As climate change increases the frequency and severity of droughts in many regions, conservation during drought is becoming a major challenge for ecologists. Droughts are multidimensional climate events whose impacts may be moderated by changes in temperature, water availability, or food availability, or some combination of these. Simultaneously, other stressors such as extensive anthropogenic landscape modification may synergize with drought. Useful observational models for guiding conservation decision-making during drought require multidimensional, dynamic representations to disentangle possible drought impacts, and consequently they will require large, highly resolved data sets. In this paper, we develop a multi-model predictive framework for assessing how drought impacts vary with species, habitats, and climate pathways. We found that while fewer than a quarter (16/66) of species experienced abundance declines during drought, nearly half of all species (27/66) changed their habitat associations during drought. Among species that shifted their habitat associations, use of natural habitats declined during drought while use of developed habitat and perennial agricultural habitat increased. Our findings suggest that birds take advantage of agricultural and developed land with artificial irrigation and heat-buffering microhabitat structure, such as in orchards or parks, to buffer drought impacts.

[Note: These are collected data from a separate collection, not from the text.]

PR #344, opened 2025-08-25
refactor: move transport logic to a ToolboxTransport class

twishabansal:
For more details, see the [Toolbox Client MCP Support Doc](https://docs.google.com/document/d/1uwgzX-HXD8L0g4THeWfyM1uSztdnX6qXOyCdbMQHlAI/edit?usp=sharing&resourcekey=0-vuHxDy9mdAIACbHnZ6Q3DQ).

### DIFF
--- a/.github/workflows/lint-toolbox-core.yaml
+++ b/.github/workflows/lint-toolbox-core.yaml
@@ -57,7 +57,7 @@ jobs:
               console.log('Failed to remove label. Another job may have already removed it!');
             }
       - name: Checkout code
-        uses: actions/checkout@08c6903cd8c0fde910a37f88322edcfb5dd907a8 # v5.0.0
+        uses: actions/checkout@93cb6efe18208431cddfb8368fd83d5badbf9bfd # v5.0.1
         with:
           ref: ${{ github.event.pull_request.head.sha }}
           repository: ${{ github.event.pull_request.head.repo.full_name }}
--- a/.github/workflows/lint-toolbox-langchain.yaml
+++ b/.github/workflows/lint-toolbox-langchain.yaml
@@ -57,7 +57,7 @@ jobs:
               console.log('Failed to remove label. Another job may have already removed it!');
             }
       - name: Checkout code
-        uses: actions/checkout@08c6903cd8c0fde910a37f88322edcfb5dd907a8 # v5.0.0
+        uses: actions/checkout@93cb6efe18208431cddfb8368fd83d5badbf9bfd # v5.0.1
         with:
           ref: ${{ github.event.pull_request.head.sha }}
           repository: ${{ github.event.pull_request.head.repo.full_name }}
--- a/.github/workflows/lint-toolbox-llamaindex.yaml
+++ b/.github/workflows/lint-toolbox-llamaindex.yaml
@@ -57,7 +57,7 @@ jobs:
               console.log('Failed to remove label. Another job may have already removed it!');
             }
       - name: Checkout code
-        uses: actions/checkout@08c6903cd8c0fde910a37f88322edcfb5dd907a8 # v5.0.0
+        uses: actions/checkout@93cb6efe18208431cddfb8368fd83d5badbf9bfd # v5.0.1
         with:
           ref: ${{ github.event.pull_request.head.sha }}
           repository: ${{ github.event.pull_request.head.repo.full_name }}
--- a/.github/workflows/sync-labels.yaml
+++ b/.github/workflows/sync-labels.yaml
@@ -29,7 +29,7 @@ jobs:
       issues: 'write'
       pull-requests: 'write'
     steps:
-      - uses: actions/checkout@08c6903cd8c0fde910a37f88322edcfb5dd907a8 # v5.0.0
+      - uses: actions/checkout@93cb6efe18208431cddfb8368fd83d5badbf9bfd # v5.0.1
       - uses: micnncim/action-label-syncer@3abd5ab72fda571e69fffd97bd4e0033dd5f495c # v1.3.0
         env:
           GITHUB_TOKEN: ${{ secrets.GITHUB_TOKEN }}
--- a/.release-please-manifest.json
+++ b/.release-please-manifest.json
@@ -1,1 +1,1 @@
-{"packages/toolbox-langchain":"0.5.2","packages/toolbox-core":"0.5.2","packages/toolbox-llamaindex":"0.5.2"}
+{"packages/toolbox-langchain":"0.5.3","packages/toolbox-core":"0.5.3","packages/toolbox-llamaindex":"0.5.3"}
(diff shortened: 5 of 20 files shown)


packages/toolbox-core/src/toolbox_core/client.py
```diff
@@ -56,15 +56,13 @@ def __init__(
...
         # If no aiohttp.ClientSession is provided, make our own
-        self.__manage_session = False
+        manage_session = False
         if session is None:
-            self.__manage_session = True
+            manage_session = True
             session = ClientSession()
-        self.__session = session
-
+        self.__transport = ToolboxTransport(url, session, manage_session)
```
anubhav756: Does it make sense to also move this `manage_session` logic inside the transport layer?

packages/toolbox-core/src/toolbox_core/tool.py
```diff
@@ -137,9 +132,9 @@ def __init__(
...
         # access. Always use HTTPS to ensure secure communication and protect
         # user privacy.
-        if (
+        if self.__transport.base_url.startswith("http://") and (
             required_authn_params or required_authz_tokens or client_headers
-        ) and not self.__url.startswith("https://"):
+        ):
             warn(
                 "Sending ID token over HTTP. User data may be exposed. Use HTTPS for secure communication."
             )
```
anubhav756: optional: Should we delegate this to transport layer as well? Otherwise, do we not want to show this message in MCP client?

packages/toolbox-core/src/toolbox_core/tool.py
```diff
@@ -304,15 +296,11 @@ async def __call__(self, *args: Any, **kwargs: Any) -> str:
...
-            body = await resp.json()
-            if not resp.ok:
-                err = body.get("error", f"unexpected status from server: {resp.status}")
-                raise Exception(err)
+        body = await self.__transport.tool_invoke(
+            self.__name__,
+            payload,
+            headers,
+        )
         return body.get("result", body)
```
anubhav756: optional: We seem to be handling the error response (`"error"` key) in the transport layer but the success response (the `"result"` key) outside the transport. Does that mean the `"error"` key is kind of a part of MCP standard response (unlike `"result"`)?

Do we know for sure that all MCP tools would return the error in `"error"` key, or, just like the `"result"` key, is it something specific

packages/toolbox-core/src/toolbox_core/toolbox_transport.py
```diff
@@ -0,0 +1,81 @@
...
+    ) -> ManifestSchema:
+        url = f"{self.__base_url}/api/toolset/{toolset_name or ''}"
+        async with self.__session.get(url, headers=headers) as response:
+            if not response.ok:
+                error_text = await response.text()
+                raise RuntimeError(
+                    f"API request failed with status {response.status} ({response.reason}). Server response: {error_text}"
+                )
+            json = await response.json()
+        return ManifestSchema(**json)
```
anubhav756: optional: These two methods are almost similar. Can we reduce some duplication here?

packages/toolbox-core/src/toolbox_core/toolbox_transport.py
```diff
@@ -0,0 +1,81 @@
...
+
+from typing import Mapping, Optional
+
+from aiohttp import ClientSession
+
+from .itransport import ITransport
+from .protocol import ManifestSchema
+
+
+class ToolboxTransport(ITransport):
```
anubhav756, line 24: nit: As per the designs, we had a `ToolboxHttpTransport`. Is the reason we simplify the class name here is because we are sure we would only ever have the two transports, `ToolboxTransport` and `McpTransport`?

anubhav756 (approved):

packages/toolbox-core/src/toolbox_core/toolbox_transport.py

A working lands approach that promotes biodiversity and mitigates stressors across a human-induced water gradient will be critical for conserving birds during drought.

We used a multi-model counterfactual analysis combining predictive linear mixed models and N-mixture models to characterize the multidimensional impacts of drought on 66 bird species. We analyzed counts from the eBird participatory science dataset between 2010 and 2019 and produced species, as well as habitat-specific estimates of the impact of drought on relative abundance.